7. En troisième lieu, dès lors qu’il résulte de tout ce qui précède que le refus de titre de séjour opposé à M. A n’était pas illégal, le requérant n’est pas fondé à exciper de son illégalité à l’encontre de la décision portant obligation de quitter le territoire français ni de l’illégalité de cette dernière à l’encontre de la décision fixant le pays de renvoi. Par suite, de tels moyens doivent être écartés.
8. Il résulte de l’ensemble de ce qui précède que M. A n’est pas fondé à demander l’annulation de l’arrêté attaqué. En conséquence, ses conclusions aux fins d’injonction et celles qu’il présente sur le fondement de l’article L. 761-1 du code de justice administrative doivent être rejetées.
D E C I D E :
Article 1er : La requête de M. A est rejetée.

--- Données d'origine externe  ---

PR #795, opened 2022-07-28
Bug 2060499: getTemplateVirtualMachineObject instead of objects[0]

upalatucci:
## 📝 Description

Template with multiple objects can have the vm at any index

### DIFF
--- a/src/views/catalog/customize/drivers.ts
+++ b/src/views/catalog/customize/drivers.ts
@@ -1,6 +1,9 @@
 import { produceVMDisks } from '@catalog/utils/WizardVMContext/utils/vm-produce';
 import { ConfigMapModel, V1Template } from '@kubevirt-ui/kubevirt-api/console';
-import { getTemplateVirtualMachineObject } from '@kubevirt-utils/resources/template';
+import {
+  getTemplateVirtualMachineObject,
+  replaceTemplateVM,
+} from '@kubevirt-utils/resources/template';
 import { k8sGet } from '@openshift-console/dynamic-plugin-sdk';
 
 import {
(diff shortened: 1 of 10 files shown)


src/views/templates/details/tabs/scheduling/components/AffinityRulesModal.tsx
```diff
@@ -91,14 +92,15 @@ const AffinityRulesModal: React.FC<AffinityModalProps> = ({
 
   const updatedTemplate = React.useMemo(() => {
     return produce<V1Template>(template, (templateDraft: V1Template) => {
+      const draftVM = getTemplateVirtualMachineObject(templateDraft);
       if (!getAffinity(templateDraft)) {
-        templateDraft.objects[0].spec.template.spec.affinity = [];
```
upalatucci, line 95: Now it's explicit that we are using a vm and not a random k8sCommon object so typescript triggered about affinity. Affinity property is not an array so I defaulted to null here

src/views/catalog/customize/utils.ts
```diff
@@ -109,21 +109,22 @@ export const processTemplate = async ({
...
-      draftTemplate = await mountWinDriversToTemplate(draftTemplate);
-    }
+    const draftVM = getTemplateVirtualMachineObject(draftTemplate);
+
+    draftVM.metadata.name = virtualMachineName;
   });
 
-  const processedTemplate = await k8sCreate<V1Template>({
+  if (withWindowsDrivers) {
+    templateToProcess = await mountWinDriversToTemplate(templateToProcess);
```
upalatucci, line 118: Now `mountWinDriversToTemplate` already create another template copy. Inside the `produce` function was not working anymore.

src/views/catalog/customize/drivers.ts
```diff
@@ -64,5 +67,5 @@ export const mountWinDriversToTemplate = async (template: V1Template): Promise<V
     });
   });
 
-  return template;
+  return replaceTemplateVM(template, newVM);
```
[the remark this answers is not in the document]
upalatucci: Can't do that. VM is in an array of objects. I think I have to replace it anyways...

PR #852, opened 2022-08-30
Improving virtual machine list performance

metalice:

## 📝 Description

- Added pagination 
- VMI, VMIM mappers - instead of using find on each for every vm
- Removing VMIM request for each VM
- Improve filters results and logic include sorting

## 🎥 Demo


avivtur (commented):
+1 to pagination :rocket:

PR #856, opened 2022-09-01
CNV19691: Add table column management to VM list

avivtur:
## 📝 Description

Adding column management to VM list view
NOTES: 
- The kebab actions columns have no title and it appears as empty in the column management component, we should consider giving this column the `Actions` title so it will look better.
- When moving to a specific namespace and using the management column, check and uncheck to the namespace column will not make any effect, we should consider removing that column when user is under any namespace scope and not the `all-projects` scope.

@metalice @vojtechszocs @hstastna @pcbailey @upalatucci please review
## 🎥 Demo

https://user-images.githubusercontent.com/67270715/187917424-dcbbcf4a-ff3f-4408-b7f0-c99032ae832e.mp4

### DIFF
--- a/src/views/virtualmachines/list/VirtualMachinesList.tsx
+++ b/src/views/virtualmachines/list/VirtualMachinesList.tsx
@@ -69,7 +69,8 @@ const VirtualMachinesList: React.FC<VirtualMachinesListProps> = ({ kind, namespa
       ? history.push(catalogURL)
       : history.push(`/k8s/ns/${namespace || 'default'}/${VirtualMachineModelRef}/~new`);
 
-  const columns = useVirtualMachineColumns(namespace);
+  const [columns, activeColumns] = useVirtualMachineColumns(namespace);
+
   return (
     <>
       <ListPageHeader title={t('VirtualMachines')}>
@@ -83,12 +84,22 @@ const VirtualMachinesList: React.FC<VirtualMachinesListProps> = ({ kind, namespa
           loaded={loaded}
           rowFilters={filters}
           onFilterChange={onFilterChange}
+          columnLayout={{
+            columns: columns?.map(({ id, title, additional }) => ({
+              id,
+              title,
+              additional,
+            })),
+            id: VirtualMachineModelRef,
+            selectedColumns: new Set(activeColumns?.map((col) => col?.id)),
+            type: t('VirtualMachine'),
+          }}
         />
         <VirtualizedTable<K8sResourceCommon>
           data={data}
           unfilteredData={unfilteredData}
           loaded={loaded}
-          columns={columns}
+          columns={activeColumns}
           loadError={loadError}
           Row={VirtualMachineRow}
           rowData={{ kind, vmis }}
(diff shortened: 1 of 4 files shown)


upalatucci (approved):

src/views/virtualmachines/list/hooks/useVirtualMachineColumns.ts
```diff
@@ -66,7 +68,7 @@ const useVirtualMachineColumns = (namespace: string) => {
         props: { className: 'pf-m-width-10' },
       },
       {
-        title: '',
+        title: ' ',
```
hstastna, line 71: I don't understand the reason of this change. IMO it is unnecessary.

hstastna (commented):
> The kebab actions columns have no title and it appears as empty in the column management component, we should consider giving this column the Actions title so it will look better.

I totally agree.
actions

Could we fix this within this PR? Because it looks bad and very confusing in the modal, from the UX perspective, and it shouldn't be a lot of work (to add "Actions" title to the modal).

Maybe we should consider adding a normal title "Actions" for the Actions column, like other columns have. That would make all the related things much easier. And the user would not have to wonder what is there - under those three dots a.k. a. kebab menu, in each of the columns. @yfrimanm WDYT? Thanks!

Otherwise great work, Aviv! 🎇

metalice:
> 

Why give the option to remove the action column? I think it is always necessary.. IMHO :)

src/views/virtualmachines/list/VirtualMachinesList.tsx
```diff
@@ -83,12 +84,22 @@ const VirtualMachinesList: React.FC<VirtualMachinesListProps> = ({ kind, namespa
...
           rowFilters={filters}
           onFilterChange={onFilterChange}
+          columnLayout={{
+            columns: columns?.map(({ id, title, additional }) => ({
+              id,
+              title,
+              additional,
+            })),
+            id: VirtualMachineModelRef,
+            selectedColumns: new Set(activeColumns?.map((col) => col?.id)),
```
metalice, line 94: Do we need set here? It is possible to have same ids ?

yfrimanm:
@hstastna @metalice @avivtur TMO the actions should be excluded from the option to be removed and should always be shown for the user. Other columns in the table should be included in the column management selector.

avivtur:
@hstastna @metalice @upalatucci @yfrimanm thanks for looking and for your inputs :)
+1 to block editing to the actions column, changed

there's no option to not render the additional columns header, do we want to change some of our current fields to be additional fields? or do we plan on adding more columns in the future? may I suggest moving the `Created` column to an additional column 
Screenshot - 2022-09-02T094414 922

which pages do we also want to an option for managing the columns?

src/views/virtualmachines/list/VirtualMachinesList.tsx
avivtur: we need this because the selectedColumns is of type Set<string>, this avoids TS type error

src/views/virtualmachines/list/hooks/useVirtualMachineColumns.ts
avivtur: reverted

Article 2 : Le présent jugement sera notifié à M. B A et au préfet de l’Oise.
Délibéré après l’audience du 18 juin 2025, à laquelle siégeaient :
— M. Thérain, président,
— M. Lapaquette, premier conseiller,
— M. Harang, conseiller.
Rendu public par mise à disposition au greffe le 31 juillet 2025.
Le rapporteur,
signé
A. Lapaquette
Le président,
signé
S. Thérain
La greffière,
signé
S. Chatellain
La République mande et ordonne au préfet de l’Oise en ce qui le concerne ou à tous commissaires de justice à ce requis en ce qui concerne les voies de droit commun contre les parties privées, de pourvoir à l’exécution du présent jugement.